*** Extracted records

PR #1128, opened 2025-09-26
feat(INVT-CPC-1550) Change-Inventory-UUID-Into-Inventory-Name 

Seblxx:
**JIRA:** link to jira ticket
https://champlainsaintlambert.atlassian.net/browse/CPC-1550
## Context:
The ticket aims to improve clarity towards the selected Inventory. Previously, we saw the inventory’s ID when we selected inventory instead of it’s name, which is absolutely unecessary and pretty confusing. Now for any inventory that is selected, you can see it’s respective name and know exactly what Inventory you have selected when the data gets really numerous to handle.
No.
## Changes
The files changed were InventoryProducts.tsx I added a component inventoryName and used a useEffect method to map the name of the inventory by matching it to it’s respective InventoryId. I also added an error catcher than says it couldn’t fetch the details right if an error occured. I then simply replaced the InventoryID by InventoryName between the <span> tag.
## Does this use the v2 API?
No.
No.
The previous UI used to display an InventoryID when the inventory was selected, it looked like this:
oldui
After my changes, it now looks like this. Depending on the selected inventory, you'll have the right name assigned to it.
newui


OlivierGingras026 (changes requested):
You have to put your branch inside feat/ now its not

OlivierGingras026 (approved):
Effective change, more readable now

PR #1138, opened 2025-09-27
feat(AUTH-CPC-1522): Remove new emailing service implementations and improve the design of the old mailing service

JeremyNRoos:
**JIRA:** [link](https://champlainsaintlambert.atlassian.net/browse/CPC-1522?atlOrigin=eyJpIjoiMzBkOTllZDFhNzdiNDhmNThmOTg0YmU3MTFhM2E2ZGQiLCJwIjoiaiJ9)
## Context:
Change all the uses of the new emailing service with the go mailing service, as well as improve the design of the old mailing service. This way we keep things simple easy to understand. 
No

## Changes
-Changed the old mailing service's sendEmail method in the UserService and UserServiceImpl
-Added new dto for old mailing service to base everything off of
-Removed new emailing service's methods in UserService and UserServiceImpl
-Refactored the tests in the auth service for the old mailer service that were affected by dto change
-Removed the new emailing service's tests
-Deleted EmailingServiceClient(new emailing service)
-Changed the old mailing service struct to match the new dto in the auth service
-Refactored the files in old mailing service folder in auth service to work with new dto
-Refactored the code in the controller, middleware, service, and mailer in the old mailing service to work with new struct
-Refactored all the tests for the go service to match with the new struct
no
Did not touch front end
## Dev notes (Optional)
I needed to change go version in from 1.20 to 1.25(1.24 should work) for some packages that are imported in the service. I will change it back in the PR. So if the go packages are being found when you try to build the project, change the version from 1.20 to 1.24 or newer.


isaacwallace123:
Maybe try to change NewMail to another name? Like, why is the DTO it called NewMail... it should maybe be something more conventional

auth-service/src/main/java/com/petclinic/authservice/businesslayer/UserServiceImpl.java
```diff
@@ -424,64 +346,15 @@ public void processResetPassword(UserResetPwdWithTokenRequestModel resetRequest)
...
-
-        Mail mail = Mail.builder()
-                .message(email)
-                .subject("PetClinic forgot password")
-                .to(recipientEmail)
-                .build();
-
-        mailService.sendMail(mail);
+
+        NewMail newMail = new NewMail(
```
isaacwallace123, line 350: This is an example of why it should not be called "NewMail" considering new is a reserved word for Java. Something more appropriate would be MailEntity or MailObject so you can have a more ubiquitous language.

I.E:

MailEntity newMail = new MailEntity()

auth-service/src/main/java/com/petclinic/authservice/businesslayer/UserService.java
```diff
@@ -43,9 +43,9 @@ public interface UserService {
 
     List<UserDetails> findAllWithoutPage();
 
-    Mail generateVerificationMail(User user);
+//    NewMail generateVerificationMail(User user);
 
-    void generateVerificationMailWithNewEmailingService(User user);
+    NewMail generateVerificationMail(User user);
```
AmineBaha-oss, line 48: Method name handleMailPOST does not follow Go conventions

Post should not be all in uppercases

AmineBaha-oss (dismissed):
The old emailing service configuration is still present and should be cleaned up.
in :
auth-service/src/main/resources/application.yml
   emailing-service:  
     host: localhost
     port: 5115
Since we will be working with the new emailing going forward
    
To add clarification for tour dev notes :

you should use go-version: "1.24" since its the one we currently have for the github workflows   

Other than the service configuration that is still present and some inconsistent naming everthing looks good !

auth-service/src/main/java/com/petclinic/authservice/businesslayer/UserServiceImpl.java
```diff
@@ -424,64 +346,15 @@ public void processResetPassword(UserResetPwdWithTokenRequestModel resetRequest)
...
-
-        Mail mail = Mail.builder()
-                .message(email)
-                .subject("PetClinic forgot password")
-                .to(recipientEmail)
-                .build();
-
-        mailService.sendMail(mail);
+
+        Mail newMail = new Mail(
```
isaacwallace123, line 350: This is a much better naming convention. Thank you for taking my advice into consideration and applying perfectly. Great job, I approve.

isaacwallace123:
Everything looks good. All the checks worked first try. Good work Jeremy

jeremy-misola (approved):
looks good

PR #1139, opened 2025-09-27
bug/BILL-CPC-649-Fix_Post_Method

MirkoDi5:
Link to Jira ticket: https://champlainsaintlambert.atlassian.net/browse/CPC-649

### Context:
-----------------------------------------------------------------------------------------------------------------------------------------------
What/Why: This ticket is about fixing the post methods so bills can be created and be viewed and adding a negative test method to test post. This was fixed because the post method did not work so bills were not able to be made. The test method was made to ensure if ever a bill status is null a bad request is returned.

### Does this change affect the .vscode folder in the front-end:
-----------------------------------------------------------------------------------------------------------------------------------------------
No

### Changes:
-----------------------------------------------------------------------------------------------------------------------------------------------
Changed the Uri in the pet-clinic front-end application to match the Uri from the bill controller class. From: "/bill/admin" -> To: /bill. Added a negative test for post to test a null bill status.

### Does This use the v2 API:
-----------------------------------------------------------------------------------------------------------------------------------------------
No

### Does this add a new communication between services:
-----------------------------------------------------------------------------------------------------------------------------------------------
No

### Before/After Ui changes:
N/A


TMBJake (approved):
Thanks for fixing it.

PR #74, opened 2014-12-13
Display the code editor as preformatted text

cllns:
When going to the http://www.rust-lang.org/ with NoScript blocking all foreign assets, here's what my page looked like (since jsdelivr.net was blocked):
screen shot 2014-12-12 at 23 43 26

This PR is a one-line CSS fix (again without jsdelivr.net):
screen shot 2014-12-12 at 23 53 58


steveklabnik:
Thanks!

PR #76, opened 2014-12-18
Piping curl to sudo bash considered harmful

postmodern:
Following a discussion on twitter with @wycats about the safety, security and usability implications of curling a shell script into `sudo sh`, I made a few minor adjustments to the installation instructions.

1. Link to the [rustup.sh](https://static.rust-lang.org/rustup.sh) script so that users who wish to review the script can simply click on a hyper-link instead of manually copying the URL into their address bar.
2. Split the `curl | sudo sh` command into two separate commands. Now the `curl` command will download the `rustup.sh` script to a file. Again, this allows users to review the file before running it under sudo. This also leaves behind a "paper trail" for what and how Rust was installed onto their system.

I believe these changes respect the right of users to inspect how code is installed onto their systems, while being obtrusive to users who just want to install the latest Rust build right this second.


brson:
Closing because this is old. My current intent is to rewrite rustup.sh to prompt for sudo.

PR #87, opened 2015-01-14
Update default (source tarball) download URL

amaranth:
When you don't have Javascript or the script is unable to detect your platform the install button currently points to a link that does not exist.


alexcrichton:
Thanks!

PR #88, opened 2015-01-17
Change "Show me more!" to link to nightly intro

iKevinY:
The "Show me more!" link on the home page currently links to http://doc.rust-lang.org/master/intro.html, which 301 redirects to http://doc.rust-lang.org/nightly/intro.html; we can probably just link directly to the nightly intro.


alexcrichton:
Thanks!

PR #94, opened 2015-02-12
Fix warning about unknown or unused feature

ruud-v-a:
Currently the sample on rust-lang.org compiles with a warning.


huonw:
Thanks!

PR #98, opened 2015-02-20
Move <script> into <body>

frewsxcv:
\<script\> elements aren't allowed to live outside \<body\> or \<head\>. As a result, this will also make the front page valid HTML

### DIFF
--- a/_layouts/default.html
+++ b/_layouts/default.html
@@ -78,7 +78,6 @@
     </ul>
   </header>
       {{ content }}
-  </body>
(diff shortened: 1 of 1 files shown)


alexcrichton:
Thanks!

frewsxcv:
Woo! http://validator.w3.org/check?uri=http%3A%2F%2Fwww.rust-lang.org%2F&charset=%28detect+automatically%29&doctype=Inline&group=0

PR #102, opened 2015-03-23
Rename "Reference" → "Lang reference"

dhardy:
because I got fed up clicking "Reference" and not getting to the library reference I wanted!

Note: would have been "Language reference", but I couldn't figure out the CSS magic to make the columns wide enough!

### DIFF
--- a/README.md
+++ b/README.md
@@ -1,0 +1,8 @@
+The Rust website ([www.rust-lang.org]())
+
+To preview your changes:
+
+    gem install jekyll
+    sudo yum install nodejs # install a javascript runtime; may not be necessary
+    PATH="$PATH:$HOME/bin" jekyll serve
+    # go to localhost:4000 or similar in a web browser!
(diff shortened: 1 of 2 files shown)


README.md
```diff
@@ -0,0 +1,8 @@
+The Rust website ([www.rust-lang.org]())
+
+To preview your changes:
+
+    gem install jekyll
+    sudo yum install nodejs # install a javascript runtime; may not be necessary
```
huonw: Did you find that it was necessary?

dhardy: Yes, was for me.

Who cares if the README is a little sloppy, my guess is not many people are looking here, but this should get them started...

alexcrichton:
r? @steveklabnik 

I feel that as we haven't renamed the reference itself that "reference" is still the right name for it though...

steveklabnik:
Yeah, we re-named it to "Reference". I would prefer "Language Reference" over "Lang", as that's not even a word. But it feels redundant to me.

dhardy:
Seems to me that "Language Reference" would work fine if the columns were a little wider (how?). On second thoughts, just changing "API docs" to "Library API" would suit me.

brson:
@dhardy Perhaps we can do you latter suggestion of 'library api'.

This layout is going to have to change again soon once we add stable releases.

PR #106, opened 2015-04-09
Clean up smaller sized icons and add higher res icon to `favicon.ico`

Dr-Emann:
Added a 48x48 and 196x196 icon to `favicon.ico`. 196x196 is the
recommended size for google chrome on mobile for large shortcut icons.

Additionally, clean up the visibility of the rust icon at small sizes.


alexcrichton:
r? @brson 

Not sure if these came from a particular source or not and if we need to consider that.

brson:
Thanks!

Issue #107, opened 2015-04-11
Invalid value for version


whipsch:
The editor tries to make requests to the playpen using the version string 'master'.  The current playpen only accepts 'beta' and 'nightly'.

******

▶ Aim of the task
Reproduce each line above that contains "simply".

▶ Answer for this exercise
The files changed were InventoryProducts.tsx I added a component inventoryName and used a useEffect method to map the name of the inventory by matching it to it’s respective InventoryId. I also added an error catcher than says it couldn’t fetch the details right if an error occured. I then simply replaced the InventoryID by InventoryName between the <span> tag.
1. Link to the [rustup.sh](https://static.rust-lang.org/rustup.sh) script so that users who wish to review the script can simply click on a hyper-link instead of manually copying the URL into their address bar.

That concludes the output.